--- Instructions for the task ---
Using the entries below, output each line exactly from the first through the one that contains "-346,8 +346,8 @@ Java".

──────── Supplied material

PR #2053, opened 2018-06-06
remove misplaced directives

shkoder:
* removes offending scala/java directives

### DIFF
--- a/docs/src/main/paradox/common/http-model.md
+++ b/docs/src/main/paradox/common/http-model.md
@@ -346,8 +346,8 @@ Java
 :   @@snip [CustomHeaderExampleTest.java]($test$/java/docs/http/javadsl/CustomHeaderExampleTest.java) { #header-value-pf }
 
 One can also directly extend @unidoc[CustomHeader] which requires less boilerplate, however that has the downside of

────────────────

--- Response ---
PR #2053, opened 2018-06-06
remove misplaced directives

shkoder:
* removes offending scala/java directives

### DIFF
--- a/docs/src/main/paradox/common/http-model.md
+++ b/docs/src/main/paradox/common/http-model.md
@@ -346,8 +346,8 @@ Java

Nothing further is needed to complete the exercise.